Alcohol withdrawal syndrome (AWS) is a common condition that is seen in treatment-seeking patients with Alcohol use disorder (AUD) and alcoholic liver disease (ALD). AWS, which typically starts within 4-6 h of the last alcohol use, can range from mild symptoms such as insomnia, tremors, and autonomic hyperactivity to more severe symptoms such as seizures and delirium tremens. Clinical Institute Withdrawal Assessment Scale-Alcohol Revised (CIWA-Ar) is the most commonly used scale to assess AWS in clinical practice. The presence of moderate withdrawal as indicated by a score of more than 8 is an indication for pharmacotherapy. Lorazepam and oxazepam are preferred agents for the management of AWS in the setting of ALD. In severe ALD, benzodiazepines should be used cautiously with monitoring due to the risk of excessive sedation or precipitating hepatic encephalopathy.

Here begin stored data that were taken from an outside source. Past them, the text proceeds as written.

PR #1201, opened 2020-02-20
[8.x] GitHub actions

driesvints:
Replaces Travis with Github Actions. Inspired by the workflow file from https://github.com/spatie/laravel-medialibrary/blob/master/.github/workflows/run-tests.yml


driesvints:
@iBotPeaches are you saying you were relying on `DiactorosFactory` directly? Because then you should reference psr-http-message-bridge in your composer.json directly.

iBotPeaches:
@driesvints  - That worked. Apologies for the message, not sure how I missed that deprecation, since it looks like it has been deprecated for quite a while.

driesvints:
No worries. Always make sure to add dependencies which your rely on directly to your `composer.json`.

PR #1205, opened 2020-03-20
[8.x] mergeConfigFrom() already check if app is running with config cached.

crynobone:
https://github.com/illuminate/support/blob/6.x/ServiceProvider.php#L60-L67

This solved issue with laravel/lumen-framework#938

### DIFF
--- a/src/PassportServiceProvider.php
+++ b/src/PassportServiceProvider.php
@@ -87,9 +87,7 @@ class PassportServiceProvider extends ServiceProvider
      */
     public function register()
     {
-        if (! $this->app->configurationIsCached()) {
-            $this->mergeConfigFrom(__DIR__.'/../config/passport.php', 'passport');
-        }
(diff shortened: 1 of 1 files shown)


driesvints:
Thanks!

lloricode:
Hi @driesvints, can you set tag with this?

Thank you

driesvints:
@lloricode release day is today

driesvints:
FYI: we don't officially support using Passport with Lumen. Please consider migrating to Laravel.

Exotelis:
> FYI: we don't officially support using Passport with Lumen. Please consider migrating to Laravel.

I'd like to mention that if you just want to build an API without sessions and all these stuff, lumen is the right choice. `laravel/passwort` work perfectly with Lumen when you use the `dusterio/lumen-passport` package, even after the upgrade to 7.x

PR #1207, opened 2020-03-26
[8.x] Fix resolveInheritedScopes.

lucasmichot:
Previously the first element returns by `resolveInheritedScopes` was an empty string.
This PR fixes this.


taylorotwell:
Do we need a test?

lucasmichot:
I've just added one, just in case: 92f729ff68490a3f2483d6686f900f8c3c109663

PR #1212, opened 2020-04-02
[7.x] Add option to customize ScopeModel

ItsZiroy:
Hi. 
This is my first pull request to a laravel project and I might have made a lot of foolish mistakes, but the idea is clear I suppose and I thought a pull request might be better than just creating an issue. 
Me and my team would like to have the possibility to provide a custom Scope model, because we feel kind of limited to just a name and a description.
The advantage you get from it is, that you can add fields like a title or a icon name, making it much easier to customize the authorization page and provide the user with a nice looking and descriptive authorization page.
The reason we find a customized scope model good, is that we are currently working with dozens of if requests to provide a easier to understand page, which is truly awful.
Please let me know, whether this is already enough change, or if I have missed something crucial. As mentioned, this is my first pull request.

### DIFF
--- a/src/Passport.php
+++ b/src/Passport.php
@@ -124,6 +124,13 @@ class Passport
      * @var string
      */
     public static $tokenModel = 'Laravel\Passport\Token';
+    
+     /**
+     * The scope model class name.
+     *
+     * @var string
+     */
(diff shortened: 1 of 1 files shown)


driesvints:
Please send this to the 8.x branch.

PR #1213, opened 2020-04-02
[8.x] Add option to customize Scope Model 

ItsZiroy:
Hi.
This is my first pull request to a laravel project and I might have made a lot of foolish mistakes, but the idea is clear I suppose and I thought a pull request might be better than just creating an issue.
Me and my team would like to have the possibility to provide a custom Scope model, because we feel kind of limited to just a name and a description.
The advantage you get from it is, that you can add fields like a title or a icon name, making it much easier to customize the authorization page and provide the user with a nice looking and descriptive authorization page.
The reason we find a customized scope model good, is that we are currently working with dozens of if requests to provide a easier to understand page, which is truly awful.
Please let me know, whether this is already enough change, or if I have missed something crucial. As mentioned, this is my first pull request.

### DIFF
--- a/src/Passport.php
+++ b/src/Passport.php
@@ -132,6 +132,13 @@ class Passport
      * @var string
      */
     public static $refreshTokenModel = 'Laravel\Passport\RefreshToken';
+    
+     /**
+     * The scope model class name.
+     *
+     * @var string
+     */
+    public static $scopeModel = 'Laravel\Passport\Scope';
 
     /**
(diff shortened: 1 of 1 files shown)


taylorotwell:
Hello,

I don't see any code here for how Passport would actually use this new Scope model?

I think you could maybe work around this yourself by defining your own App\Scope class or something and then creating an instance of it from a given string... like Scope::from($scopeString)... then working with that to display icons or whatever else you need.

酒精戒断综合征(AWS)是一种常见病症,在寻求治疗的酒精使用障碍(AUD)和酒精性肝病(ALD)患者中可见。AWS通常在最后一次饮酒后4 - 6小时内开始,症状范围从轻微症状如失眠、震颤和自主神经功能亢进到更严重的症状如癫痫发作和震颤谵妄。临床研究所酒精戒断评估量表修订版(CIWA - Ar)是临床实践中评估AWS最常用的量表。评分超过8分表明存在中度戒断,这是药物治疗的指征。在ALD情况下,劳拉西泮和奥沙西泮是治疗AWS的首选药物。在严重的ALD中,由于存在过度镇静或诱发肝性脑病的风险,使用苯二氮䓬类药物时应谨慎并进行监测。